Bring together every line in the data that includes "Reference".

**MATERIAL SHOWN**
--- START ---

PR #745, opened 2020-11-19
Fix #742, avoid instantiating large tuples

### LINKED ISSUE #742: Very slow reading of long strings in v0.14
I have some HDF5 files which contain very long strings (>300k characters). With `HDF5` v0.13.6, I can read these no problem:
```julia
import Random
import HDF5

file = HDF5.h5open("string.h5")
file["string"] = Random.randstring(300000)
close(file)
```
```julia
import HDF5
using BenchmarkTools
@btime HDF5.h5open("string.h5") do file
    read(file["string"]);
end
593.301 μs (12 allocations: 586.38 KiB)
```

Updating to v0.14.1, however, even reading this same dataset just once takes so long that I haven't been able to measure it. For shorter strings (10k characters), I see a ~3-fold slowdown (700 μs vs 220 μs), but nothing so egregious.

All of this is on Windows 10, Julia 1.5.1

Any ideas?

jmert:
This is an attempt at fixing #742 by replacing typed arrays with a generic bytes buffer for types which require special read handling.

The underlying issue in #742 appears to be that instantiating either of `FixedString` or `FixedArray` types which large values of `N` in the tuple causes Julia's type inference and/or codegen to take extremely long/fail. Note that instantiation to a "physical object" seems to be the problem, and type-only constructs (i.e. `Type{FixedString{30000,0}}`) seem to work OK, so it's convenient to leave the type declarations as-is since it makes things like computing the `sizeof` a `NamedTuple` with an arbitrarily-sized `FixedString` element work without any extra effort on our part.

The cost to keeping some of the type (size) information, though, is that we have to jump through hoops to avoid actually instantiating the large tuples. What this PR does to achieve that is to explicitly pass around an `Array{UInt8}` buffer to the internal `normalize_types` functions, which all had to be modified to work directly on the untyped data buffer instead.

I would very much appreciate more eyes on this code since it's pretty invasive. Furthermore, I haven't attempted any sort of profiling to see if this construction creates significant regression in performance (precompile/load time or actual runtime uses), so that should probably be done before merging.

### DIFF
--- a/src/HDF5.jl
+++ b/src/HDF5.jl
@@ -1382,6 +1382,8 @@ Base.getindex(parent::Dataset, r::Reference) = _deref(parent, r) # defined separ
 
 # convert special types to native julia types
 function normalize_types(::Type{T}, buf::AbstractMatrix{UInt8}) where {T}
+    # First dimension spans bytes of a single element of type T --- (recursively) normalize
+    # each range of bytes to final type, returning vector of normalized data.
     return [_normalize_types(T, view(buf, :, ind)) for ind in axes(buf, 2)]
 end
 
@@ -1400,6 +1402,9 @@ end
 
 _normalize_types(::Type{T}, buf::AbstractVector{UInt8}) where {T} = _typed_load(T, buf)
 function _normalize_types(::Type{T}, buf::AbstractVector{UInt8}) where {K, T <: NamedTuple{K}}
+    # Compound data types do not necessarily have members of uniform size, so instead of
+    # dim-1 => bytes of single element and dim-2 => over elements, just loop over exact
+    # byte ranges within the provided buffer vector.
     nv = ntuple(length(K)) do ii
         elT = fieldtype(T, ii)
         off = fieldoffset(T, ii) % Int
@@ -1412,15 +1417,24 @@ function _normalize_types(::Type{V}, buf::AbstractVector{UInt8}) where {T, V <: 
     va = _typed_load(V, buf)
     pbuf = unsafe_wrap(Array, convert(Ptr{UInt8}, va.p), (sizeof(T), Int(va.len)))
     if do_normalize(T)
+        # If `T` a non-trivial type, recursively normalize the vlen buffer.
         return normalize_types(T, pbuf)
     else
+        # Otherwise if `T` is simple type, directly reinterpret the vlen buffer.
+        # (copy since libhdf5 will reclaim `pbuf = va.p` in `h5d_vlen_reclaim`)
         return copy(vec(reinterpret(T, pbuf)))
     end
 end
 function _normalize_types(::Type{F}, buf::AbstractVector{UInt8}) where {T, F <: FixedArray{T}}
     if do_normalize(T)
+        # If `T` a non-trivial type, recursively normalize the buffer after reshaping to
+        # matrix with dim-1 => bytes of single element and dim-2 => over elements.
         return reshape(normalize_types(T, reshape(buf, sizeof(T), :)), size(F)...)
     else
+        # Otherwise, if `T` is simple type, directly reinterpret the array and reshape to
+        # final dimensions. The copy ensures (a) the returned array is independent of
+        # [potentially much larger] read() buffer, and (b) that the returned data is an
+        # Array and not ReshapedArray of ReinterpretArray of SubArray of ...
         return copy(reshape(reinterpret(T, buf), size(F)...))
     end
 end
--- a/src/HDF5.jl
+++ b/src/HDF5.jl
@@ -1398,6 +1398,10 @@ function _typed_load(::Type{T}, buf::V) where {T, V <: Union{Vector{UInt8}, Base
     dest = Ref{T}()
     GC.@preserve dest buf Base._memcpy!(unsafe_convert(Ptr{Cvoid}, dest), pointer(buf), sizeof(T))
     return dest[]
+    # TODO: The above can maybe be replaced with
+    #   return GC.@preserve buf unsafe_load(convert(Ptr{t}, pointer(buf)))
+    # dependent on data elements being properly aligned for all datatypes, on all
+    # platforms.
 end
 
 _normalize_types(::Type{T}, buf::AbstractVector{UInt8}) where {T} = _typed_load(T, buf)
--- a/src/HDF5.jl
+++ b/src/HDF5.jl
@@ -1280,6 +1280,9 @@ function Base.read(obj::DatasetOrAttribute, ::Type{T}, I...) where T
     end
 
     if do_normalize(T)
+        # The entire dataset is read into in a buffer matrix where the first dimension at
+        # any stage of normalization is the bytes for a single element of type `T`, and
+        # the second dimension of the matrix runs through all elements.
         buf = Matrix{UInt8}(undef, sizeof(T), prod(sz))
     else
         buf = Array{T}(undef, sz...)
@@ -1382,12 +1385,13 @@ function normalize_types(::Type{T}, buf::AbstractMatrix{UInt8}) where {T}
     return [_normalize_types(T, view(buf, :, ind)) for ind in axes(buf, 2)]
 end
 
-# high-level description which should always work
+# high-level description which should always work --- here, the buffer contains the bytes
+# for exactly 1 element of an object of type T, so reinterpret the `UInt8` vector as a
+# length-1 array of type `T` and extract the (only) element.
 function _typed_load(::Type{T}, buf::AbstractVector{UInt8}) where {T}
     return @inbounds reinterpret(T, buf)[1]
 end
-# fast-path for common concrete types with simple layout (which should be nearly all
-# cases)
+# fast-path for common concrete types with simple layout (which should be nearly all cases)
 function _typed_load(::Type{T}, buf::V) where {T, V <: Union{Vector{UInt8}, Base.FastContiguousSubArray{UInt8,1}}}
     dest = Ref{T}()
     GC.@preserve dest buf Base._memcpy!(unsafe_convert(Ptr{Cvoid}, dest), pointer(buf), sizeof(T))
@@ -1406,7 +1410,7 @@ function _normalize_types(::Type{T}, buf::AbstractVector{UInt8}) where {K, T <: 
 end
 function _normalize_types(::Type{V}, buf::AbstractVector{UInt8}) where {T, V <: VariableArray{T}}
     va = _typed_load(V, buf)
-    pbuf = unsafe_wrap(Array, convert(Ptr{UInt8}, va.p), (sizeof(T), Int(va.len)), own = false)
+    pbuf = unsafe_wrap(Array, convert(Ptr{UInt8}, va.p), (sizeof(T), Int(va.len)))
     if do_normalize(T)
         return normalize_types(T, pbuf)
     else
--- a/src/HDF5.jl
+++ b/src/HDF5.jl
@@ -1279,8 +1279,12 @@ function Base.read(obj::DatasetOrAttribute, ::Type{T}, I...) where T
         end
     end
 
-    buf = Array{T}(undef, sz...)
-    memspace = dataspace(buf)
+    if do_normalize(T)
+        buf = Matrix{UInt8}(undef, sizeof(T), prod(sz))
+    else
+        buf = Array{T}(undef, sz...)
+    end
+    memspace = dataspace(sz)
 
     if obj isa Dataset
         h5d_read(obj, memtype, memspace, dspace, obj.xfer, buf)
@@ -1288,7 +1292,11 @@ function Base.read(obj::DatasetOrAttribute, ::Type{T}, I...) where T
         h5a_read(obj, memtype, buf)
     end
 
-    out = do_normalize(T) ? normalize_types.(buf) : buf
+    if do_normalize(T)
+        out = reshape(normalize_types(T, buf), sz...)
+    else
+        out = buf
+    end
 
     xfer_id = obj isa Dataset ? obj.xfer.id : H5P_DEFAULT
     do_reclaim(T) && h5d_vlen_reclaim(memtype, memspace, xfer_id, buf)
@@ -1370,12 +1378,50 @@ Base.getindex(parent::Union{File,Group}, r::Reference) = _deref(parent, r)
 Base.getindex(parent::Dataset, r::Reference) = _deref(parent, r) # defined separately to resolve ambiguity
 
 # convert special types to native julia types
-normalize_types(x) = x
-normalize_types(x::NamedTuple{T}) where {T} = NamedTuple{T}(map(normalize_types, values(x)))
-normalize_types(x::Cstring) = unsafe_string(x)
-normalize_types(x::FixedString) = unpad(String(collect(x.data)), pad(x))
-normalize_types(x::FixedArray) = normalize_types.(reshape(collect(x.data), size(x)...))
-normalize_types(x::VariableArray) = normalize_types.(copy(unsafe_wrap(Array, convert(Ptr{eltype(x)}, x.p), x.len, own=false)))
+function normalize_types(::Type{T}, buf::AbstractMatrix{UInt8}) where {T}
+    return [_normalize_types(T, view(buf, :, ind)) for ind in axes(buf, 2)]
+end
+
+# high-level description which should always work
+function _typed_load(::Type{T}, buf::AbstractVector{UInt8}) where {T}
+    return @inbounds reinterpret(T, buf)[1]
+end
+# fast-path for common concrete types with simple layout (which should be nearly all
+# cases)
+function _typed_load(::Type{T}, buf::V) where {T, V <: Union{Vector{UInt8}, Base.FastContiguousSubArray{UInt8,1}}}
+    dest = Ref{T}()
+    GC.@preserve dest buf Base._memcpy!(unsafe_convert(Ptr{Cvoid}, dest), pointer(buf), sizeof(T))
+    return dest[]
+end
+
+_normalize_types(::Type{T}, buf::AbstractVector{UInt8}) where {T} = _typed_load(T, buf)
+function _normalize_types(::Type{T}, buf::AbstractVector{UInt8}) where {K, T <: NamedTuple{K}}
+    nv = ntuple(length(K)) do ii
+        elT = fieldtype(T, ii)
+        off = fieldoffset(T, ii) % Int
+        sub = view(buf, off .+ (1:sizeof(elT)))
+        return _normalize_types(elT, sub)
+    end
+    return NamedTuple{K}(nv)
+end
+function _normalize_types(::Type{V}, buf::AbstractVector{UInt8}) where {T, V <: VariableArray{T}}
+    va = _typed_load(V, buf)
+    pbuf = unsafe_wrap(Array, convert(Ptr{UInt8}, va.p), (sizeof(T), Int(va.len)), own = false)
+    if do_normalize(T)
+        return normalize_types(T, pbuf)
+    else
+        return copy(vec(reinterpret(T, pbuf)))
+    end
+end
+function _normalize_types(::Type{F}, buf::AbstractVector{UInt8}) where {T, F <: FixedArray{T}}
+    if do_normalize(T)
+        return reshape(normalize_types(T, reshape(buf, sizeof(T), :)), size(F)...)
+    else
+        return copy(reshape(reinterpret(T, buf), size(F)...))
+    end
+end
+_normalize_types(::Type{Cstring}, buf::AbstractVector{UInt8}) = unsafe_string(_typed_load(Ptr{UInt8}, buf))
+_normalize_types(::Type{T}, buf::AbstractVector{UInt8}) where {T <: FixedString} = unpad(String(buf), pad(T))
 
 do_normalize(::Type{T}) where {T} = false
 do_normalize(::Type{NamedTuple{T,U}}) where {U,T} = any(i -> do_normalize(fieldtype(U,i)), 1:fieldcount(U))
--- a/test/plain.jl
+++ b/test/plain.jl
@@ -1065,20 +1065,21 @@ end
     # issue #742, large fixed strings are readable
     mktemp() do path, io
         close(io)
+        num = Int64(9)
         ref = join('a':'z') ^ 1000
         fid = h5open(path, "w")
         # long string serialized as FixedString
         fid["longstring"] = ref
 
         # compound datatype containing a FixedString
-        compound_dtype = HDF5.Datatype(HDF5.h5t_create(HDF5.H5T_COMPOUND, sizeof(Int64) + sizeof(ref)))
-        HDF5.h5t_insert(compound_dtype, "n", 0, datatype(Int64))
-        HDF5.h5t_insert(compound_dtype, "a", sizeof(Int64), datatype(ref))
+        compound_dtype = HDF5.Datatype(HDF5.h5t_create(HDF5.H5T_COMPOUND, sizeof(num) + sizeof(ref)))
+        HDF5.h5t_insert(compound_dtype, "n", 0, datatype(num))
+        HDF5.h5t_insert(compound_dtype, "a", sizeof(num), datatype(ref))
         c = create_dataset(fid, "compoundlongstring", compound_dtype, dataspace(()))
-        # normally this is done with a `struct name; n::Int64; a::NTuple{N,Char}; end`, but
-        # we need to not actually instantiate the NTuple.
+        # normally this is done with a `struct name{N}; n::Int64; a::NTuple{N,Char}; end`,
+        # but we need to not actually instantiate the `NTuple`.
         buf = IOBuffer()
-        write(buf, Int64(9), ref)
+        write(buf, num, ref)
         @assert position(buf) == sizeof(compound_dtype)
         write_dataset(c, compound_dtype, take!(buf))
 
@@ -1093,7 +1094,7 @@ end
         T = HDF5.get_jl_type(c)
         @test T <: NamedTuple
         @test fieldnames(T) == (:n, :a)
-        @test read(c) == (n = 9, a = ref)
+        @test read(c) == (n = num, a = ref)
     end
 
     fix = HDF5.FixedArray{Float64,(2,2),4}((1, 2, 3, 4))
--- a/test/plain.jl
+++ b/test/plain.jl
@@ -1055,6 +1055,67 @@ dset = HDF5.create_external_dataset(hfile, "ext", fn_external, Int, (10,20))
 
 end
 
-# length for FixedString
-fix = HDF5.FixedString{4,0}((b"test"...,))
-@test length(fix) == 4
+@testset "FixedStrings and FixedArrays" begin
+    # properties for FixedString
+    fix = HDF5.FixedString{4,0}((b"test"...,))
+    @test length(typeof(fix)) == 4
+    @test length(fix) == 4
+    @test HDF5.pad(typeof(fix)) == 0
+    @test HDF5.pad(fix) == 0
+    # issue #742, large fixed strings are readable
+    mktemp() do path, io
+        close(io)
+        ref = join('a':'z') ^ 1000
+        fid = h5open(path, "w")
+        # long string serialized as FixedString
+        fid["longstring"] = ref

--- END ---

**ANSWER AREA**
@@ -1382,6 +1382,8 @@ Base.getindex(parent::Dataset, r::Reference) = _deref(parent, r) # defined separ
@@ -1370,12 +1378,50 @@ Base.getindex(parent::Union{File,Group}, r::Reference) = _deref(parent, r)
 Base.getindex(parent::Dataset, r::Reference) = _deref(parent, r) # defined separately to resolve ambiguity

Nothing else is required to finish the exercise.